Selon l'acte d'accusation, le premier prévenu aurait accepté, entre avril 2009 et octobre 2011, en sa qualité d'agent public angolais, des avantages indus octroyés pour le compte du groupe TRAFIGURA sous la forme de virements bancaires totalisant EUR 4'346'176.60 sur une relation bancaire à Genève, de remises en espèces totalisant USD 604'000.- en Angola et de paiement de frais d'hôtel et de repas totalisant CHF 797.25 relatifs à un séjour à Genève. Ces faits seraient constitutifs de corruption passive d'agents publics étrangers (art. 322septies al. 2 CP).

Le deuxième prévenu, agissant à travers une société offshore en qualité d'intermédiaire du groupe TRAFIGURA dont il est un ancien employé, aurait octroyé, entre août 2009 et octobre 2011, une partie des avantages indus susmentionnés en faveur de l'agent public angolais sous la forme de virements bancaires totalisant EUR 3'991'315.- sur une relation bancaire à Genève et de remises en espèces totalisant USD 604'000.- en Angola. Ces faits seraient constitutifs de corruption active d'agents publics étrangers (art. 322septies al. 1 CP).

Le troisième prévenu aurait, à titre principal, en sa qualité de cadre dirigeant du groupe TRAFIGURA basé à Genève, octroyé, entre juillet 2009 et octobre 2011, une partie des avantages indus susmentionnés en faveur de l'agent public angolais sous la forme de virements bancaires totalisant EUR 4'346'176.60 sur une relation bancaire à Genève et de remises en espèces totalisant USD 604'000.- en Angola. A titre subsidiaire, il lui est reproché d'avoir octroyé ces avantages indus par omission, alors qu'il occupait une position de garant au sein du groupe TRAFIGURA. Ces faits seraient constitutifs de corruption active d'agents publics étrangers (art. 322septies al. 1 CP).

En contrepartie des avantages indus susmentionnés, l'agent public angolais aurait favorisé les intérêts du groupe TRAFIGURA en permettant le développement des activités d'affrètement et de soutage de navires entre le groupe TRAFIGURA et SONANGOL DISTRIBUIDORA SA, et notamment la conclusion, entre juin 2009 et juillet 2010, de huit contrats d'affrètement de navires et d'un contrat de soutage pour navires. Grâce aux revenus provenant de ces contrats, le groupe TRAFIGURA aurait réalisé des profits s'élevant à ce jour à USD 143.7 millions.

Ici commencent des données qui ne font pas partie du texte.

PR #1736, opened 2026-08-19
[DISCO-4428] refactor(fleece): extract sanitization code for reuse

ncloudioj:
## References

JIRA: [DISCO-4428](https://mozilla-hub.atlassian.net/browse/DISCO-4428)

## Description

This refactor extracts the sanitization & logging code so it can be used by both the fleece app and the fleece worker.
- The sanitization core has been relocated from "message_handlers/search_terms/handler.py" to "sanitize/sanitizer.py". As a result, `MessageHandler` has been replaced with a singleton `AsyncBatchQueue`.
- The fleece worker is refactored to run as an async app to facilitate other async sanitization dependencies (e.g. the NER threadpool, the exempt registry, etc.). Since streaming pull runs on its own thread, it adds a little complexity in passing the event loop around as well as async callback dispatching. Comments are provided in the source for clarification. This can be further simplified as the async support is getting added to the pub/sub client.   

[Update]: Apologies for disorganization of this PR. I ended up squashing the refactor and the wiring commits while experimenting with the stacked PR feature 😓. 

## PR Review Checklist

┆Issue is synchronized with this [Jira Task](https://mozilla-hub.atlassian.net/browse/MC-2537)

[DISCO-4428]: https://mozilla-hub.atlassian.net/browse/DISCO-4428?atlOrigin=eyJpIjoiNWRkNTljNzYxNjVmNDY3MDlhMDU5Y2ZhYzA5YTRkZjUiLCJwIjoiZ2l0aHViLWNvbS1KU1cifQ


merino-fleece/merino_fleece/sanitize/worker/main.py
```diff
@@ -1,38 +1,87 @@
...
+    consult both -- before ``start()`` returns.
+    """
+    configure_logging(
+        log_format=settings.logging.format,
+        level=settings.logging.level,
+        can_propagate=settings.logging.can_propagate,
+        current_env=settings.current_env,
+        logger_name="merino_fleece",
+    )
+    configure_sentry(
```
gruberb, line 51: I think this can leak search terms to sentry?  Via `include_local_variables=False` and can we exclude `web.suggest.sanitized`?

merino-fleece/merino_fleece/configs/default.toml
```diff
@@ -158,3 +158,16 @@ heartbeat_path = ""
...
+# nacking the message for redelivery. Keep comfortably under the subscription's max ack
+# deadline, since a blocked callback holds the message's lease.
+sanitize_timeout_sec = 30.0
+
+# MERINO_FLEECE_PUBSUB__MAX_MESSAGES
+# Pub/Sub flow-control cap on messages leased concurrently. The streaming pull dispatches
+# callbacks on its own thread pool, but they all funnel into the single NER thread pool
+# sized by `pii.executor_max_workers`, so leasing far more than that pool can chew through
+# just queues work until callbacks hit `sanitize_timeout_sec`. Keep it near the pool size.
+max_messages = 4
```
gruberb: `settings.pii.executor_max_workers` defaults to `. Should we derive the `max_messages` from `settings.pii.executor_max_workers`  instead of having this separate config here?

merino-fleece/merino_fleece/sanitize/worker/worker.py
```diff
@@ -166,10 +171,55 @@ def _connect(self) -> None:
...
+            # redeliver forever.
+            logger.exception("Dropping invalid message")
+            message.ack()
+            return
+
+        future = asyncio.run_coroutine_threadsafe(
+            sanitize_batch(submission.search_terms), self.loop
+        )
+        try:
+            future.result(timeout=self.sanitize_timeout_s)
```
gruberb: As far as I understand, the Pub/Sub callback thead calls `_callback()`, which than runs `run_coroutine_threadsafe` and schedules `sanitize_batch` on the asyncio event loop. The `sanitize_batch()` sends the call to the `ThreadPoolExecutor`. The timeout only controls how long the `callback` waits for the `run_coroutine_threadsafe` call. But by the time the time is running out, work has already scheduled on antoher OS thread and keeps running. 

Is the timeout needed here? Or do we think it's not an issue if work is running even though we think we cancelled it? 

```python
future = asyncio.run_coroutine_threadsafe(
    sanitize_batch(submission.search_terms),
    self.loop,
)

try:
    future.result() 
except Exception:
    logger.exception("Failed to sanitize search terms; message will be redelivered")
    message.nack()
    return

message.ack()
```

merino-fleece/merino_fleece/sanitize/worker/main.py
ncloudioj: Yes, it can. https://github.com/mozilla-services/merino-py/pull/1743 will take care of both redacting all the locals in this module and excluding `web.suggest.stanitized` and `web.suggest.log` from Sentry's log integration.

merino-fleece/merino_fleece/sanitize/worker/worker.py
ncloudioj: > As far as I understand, the Pub/Sub callback thead calls _callback(), which than runs run_coroutine_threadsafe and schedules sanitize_batch on the asyncio event loop. The sanitize_batch() sends the call to the ThreadPoolExecutor. The timeout only controls how long the callback waits for the run_coroutine_threadsafe call.

Correct!

>  Is the timeout needed here?

I think so. Here is my reasoning: `_callback()` runs on one of pub/sub callback threads and blocks there until the coroutine finishes. Without a deadline, a coroutine that never completes (for whichever reason) blocks that thread forever, which also prevents the message from being redelivered. To err on the side of caution, I think we should guard this callback with a timeout (30s which should be more than enough given the average sanitization duration is 50ms per batch).  

> But by the time the time is running out, work has already scheduled on antoher OS thread and keeps running. Or do we think it's not an issue if work is running even though we think we cancelled it?

Good call out! Note the cancel call for timeout error handling, it would only cancel the only awaiting point (`await detect_person_batch()`) within `sanitize_batch()`. Both side effects, recording metrics and logging, come after it. So a cancelled batch can only be interrupted during NER, before anything is emitted. Granted, if the timeout happens after the await (which would be rather rare), it will cause that message to be re-delivered.

Does that make sense?

merino-fleece/merino_fleece/configs/default.toml
ncloudioj: Resolved via 2b4647e29c0cdad1c6c5177a7e65e7c65b633827.

now, `max_message = max_workers * messages_per_ner_worker`

merino-fleece/merino_fleece/sanitize/worker/main.py
```diff
@@ -1,38 +1,89 @@
...
+        heartbeat_interval=settings.pubsub.heartbeat_interval,
     )
+    for sig in (signal.SIGTERM, signal.SIGINT):
+        # Handled on the loop rather than by interrupting whichever thread is active.
+        loop.add_signal_handler(sig, _handle_exit, worker, sig)
+
+    try:
+        # The streaming pull is blocking and synchronous, so it gets a thread of its own;
+        # this keeps the loop free to run the sanitization callbacks.
+        await asyncio.to_thread(worker.start)
```
kschelonka: non-blocking: the streaming pull reference reads a little misleading to me -- the `start` method is synchronous and blocking because of the endless restart loop. the streaming pull itself is executed in a background thread and is fully async. I think now that sanitization is async we should just remove the blocking restart loop from `worker.start` altogether and just let k8s restart the pod once the heartbeat goes stale. simplifies the code too.

merino-fleece/merino_fleece/configs/default.toml
```diff
@@ -158,3 +158,20 @@ heartbeat_path = ""
 # How often to refresh the heartbeat file. Keep the probe's staleness threshold
 # comfortably above `heartbeat_interval + restart_backoff`.
 heartbeat_interval = 10  # seconds
+
+# MERINO_FLEECE_PUBSUB__SANITIZE_TIMEOUT_SEC
+# Max seconds a message callback waits for its search terms to be sanitized before
+# nacking the message for redelivery. Keep comfortably under the subscription's max ack
+# deadline, since a blocked callback holds the message's lease.
+sanitize_timeout_sec = 30.0
```
kschelonka: blocking: the ack deadline on the queue is 30s -- let's set this lower

merino-fleece/merino_fleece/sanitize/worker/main.py
ncloudioj: > the streaming pull itself is executed in a background thread and is fully async.

It's executed in a background thread managed by the google pub/sub client (i.e. it's thread-based rather than asyncio-based), thread gymnastics is still needed b/c sanitization execution needs to be dispatched by the main loop running on the main thread. 

In 34e9ffe68f235c5e40beecf94ade5e07095278b9, I switched over to the community client `gcloud-aio-pubsub` (we already use `gcloud-aio-storage` for merino), which significantly simplifies the code thanks to its native asycnio support. However, the downsides are:
- This client pings the pub/sub REST pull endpoints instead of using the grpc-based streaming of the google client. As a result, it needs us to set a couple of knobs to control how the subscriber pulls the messages. I added `SubscriberTuning` to facilitate that based on our pub/sub configurations.  
- It doesn't support certain advanced features such as "exactly-once" delivery.

I'd lean towards simplicity to use the community client as we don't need those fancy features for now.

@kschelonka @gruberb Let me know your thoughts.

kschelonka: apologies I think I wasn't clear. this comment was targeted towards updating the code architecture I wrote initially to eliminate the need for additional threading by making the subscription non-blocking (via getting rid of blocking restart loop). will review your change with the new library

kschelonka (approved):

PR #1759, opened 2026-08-31
[HNT-3124] Resize potd hi-res image to bounded WebP before upload

mmiermans:
## References

JIRA: [HNT-3124](https://mozilla-hub.atlassian.net/browse/HNT-3124)

## Description

The potd job re-hosted the untouched Wikimedia original on the wallpaper path. On 2026-08-31 that was a **110MB, 18018×8275 (~149 megapixel) JPEG**, which New Tab clients downloaded in full and re-decoded on every new-tab activation (several seconds per paint, per dholbert's Slack report). It also feeds directly into the CDN cost concerns tracked in [HNT-3056](https://mozilla-hub.atlassian.net/browse/HNT-3056).

The `update-wikimedia-potd` job now processes the hi-res image before uploading to GCS:

- **Downscale to fit within 3840px on the longest edge** (4K UHD width), preserving aspect ratio and never upscaling. The POTD widget blueprint requires ≥1920px width and prefers ≥2560px, so 3840 keeps ample headroom; today's image becomes 3840×1764 — the same rendition Wikimedia itself offers as a download.
- **Re-encode as WebP quality 75**, matching the quality the New Tab image cache (img-getpocket.cdn.mozilla.net) uses for content thumbnails. The manifest's `high_res_image_url` now points at `hi_res.webp`.
- **Strip metadata** (EXIF etc.), after applying the EXIF orientation to the pixels; the ICC profile is kept so colors survive.
- **Fail safe**: a source that cannot be decoded or exceeds a 500 megapixel bound fails the day's update, so the provider keeps serving the previous day's picture rather than shipping an unprocessed original. JPEG sources are decoded at a reduced DCT scale (`draft()`), so even very large pictures never materialize at full resolution in memory.

The thumbnail (already a small Wikimedia rendition) is uploaded unmodified, as before.

Also folded in per SREIN-1732: **image Cache-Control goes from `max-age=3600` to `public, max-age=31536000, immutable`**. Each day's images live at a fresh dated path and are never modified, so hourly re-fetching only burned CDN transfer. Note this closes the "swap a bad image in place" remediation used on 2026-08-31 — remediation now means publishing the fixed image at a new path via the manifest, which stays short-cached as the mutable pointer.

Verified against the actual 2026-08-31 image:

| | before | after |
|---|---|---|
| bytes | 109,951,518 | 1,461,482 (**75× smaller**) |
| dimensions | 18018×8275 | 3840×1764 |
| format | JPEG | WebP q75 |

Processing took 2.2s with ~580MB peak RSS in the job process (dominated by two in-memory copies of the 110MB source; the decode buffer itself stays ~28MB thanks to DCT draft). Worth confirming the job pod's memory limit accommodates this.

### Why these choices (data from a full-year scan of the Featured API, 2025)

- **PNG support is kept deliberately**: 98.3% of days are JPEG, but ~4-5 days/year are PNG and the Featured API does *not* normalize the source format. SVG (~2 days/yr) and GIF (~1 every few years) sources are already rejected by the pre-existing URL extension check and fail safe.
- **The pixel-bound override is exercised, not theoretical**: ~2.2% of 2025 days exceeded Pillow's default ~89MP decompression-bomb guard (which would otherwise warn/error), including a 1.02-gigapixel day (23181×44120) that exceeds even the 500MP bound and fails safe.

### Notes for reviewers

- The proposed ["How the POTD widget should crop pictures" ADR](https://mozilla-hub.atlassian.net/wiki/spaces/FPS/pages/2981003324) documents keeping the untouched original on the wallpaper path; this PR deliberately revises that decision in response to the incident.
- Alternative considered: wrapping the source in the image cache (thumbor). Rejected for this fix because its `MAX_SOURCE_SIZE` is ~19.5MB and it runs in a 30s/2GB Lambda, so it would refuse exactly the oversized sources that motivate this change, and would add a cross-repo deploy dependency.
- Possible follow-up: request an appropriately sized rendition from Wikimedia's thumb service instead of downloading the original, which would avoid the 110MB fetch entirely and also cover the rare SVG/gigapixel days.
- New config: `image_max_dimension` (3840) and `image_webp_quality` (75) under `rss_providers.wikimedia_potd`.

## PR Review Checklist

[HNT-3124]: https://mozilla-hub.atlassian.net/browse/HNT-3124?atlOrigin=eyJpIjoiNWRkNTljNzYxNjVmNDY3MDlhMDU5Y2ZhYzA5YTRkZjUiLCJwIjoiZ2l0aHViLWNvbS1KU1cifQ

[HNT-3056]: https://mozilla-hub.atlassian.net/browse/HNT-3056?atlOrigin=eyJpIjoiNWRkNTljNzYxNjVmNDY3MDlhMDU5Y2ZhYzA5YTRkZjUiLCJwIjoiZ2l0aHViLWNvbS1KU1cifQ

### DIFF
--- a/apps/merino/merino/configs/default.toml
+++ b/apps/merino/merino/configs/default.toml
@@ -1250,6 +1250,18 @@ commons_api_url = "https://commons.wikimedia.org/w/api.php"
 # Cache control headers for stored images in the bucket (1hr)
 cache_control = "public, max-age=3600"
 
+# MERINO_RSS_PROVIDERS__WIKIMEDIA_POTD__IMAGE_MAX_DIMENSION
+# Upper bound (in pixels) on the longest edge of the hi-res image uploaded to the bucket.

Défaut d'organisation reproché

Finalement, le MPC reproche à TRAFIGURA BEHEER BV de ne pas avoir pris, entre avril 2009 et octobre 2011, toutes les mesures d'organisation raisonnables et nécessaires pour empêcher la commission en son sein d'infractions de corruption active d'agents publics étrangers au sens de l'art. 322septies al. 1 CP en relation avec l'art. 102 al. 2 CP.

Selon l'acte d'accusation, la réglementation interne du groupe TRAFIGURA applicable entre avril 2009 et octobre 2011 n'aurait pas été conforme aux standards internationaux en matière de prévention et de lutte contre la corruption et n'aurait pas été apte à prévenir le risque de corruption élevé lié aux activités du groupe TRAFIGURA dans le secteur pétrolier en Angola, ce risque étant d'autant plus important que le groupe TRAFIGURA était en relation avec une société étatique angolaise et qu'il faisait appel à des intermédiaires pour développer ses affaires dans cet État. En outre, la réglementation interne et les standards internationaux précités, notamment en lien avec la due diligence et le contrôle de l'activité des intermédiaires, n'auraient pas été mis en œuvre de façon effective au sein du groupe TRAFIGURA. C'est en raison de cette désorganisation, qui se serait manifestée jusqu'au plus haut niveau de la hiérarchie de l'entreprise, que les infractions de corruption active d'agents publics étrangers susmentionnées auraient pu être commises.

Classement partiel

S'agissant des soupçons de blanchiment d'argent (art. 305bis CP), l'instruction n'ayant pas permis d'établir que l'élément subjectif de l'infraction aurait été rempli, le MPC a rendu une ordonnance de classement partiel concernant l'ancien agent public angolais le 5 décembre 2023. L'ordonnance de classement peut encore faire l'objet d'un recours et ne peut actuellement pas être consultée.

La présomption d'innocence prévaut pour les prévenus jusqu'au prononcé d'un jugement définitif. Dès le dépôt de l'acte d'accusation, le Tribunal pénal fédéral est seul compétent pour toute autre information.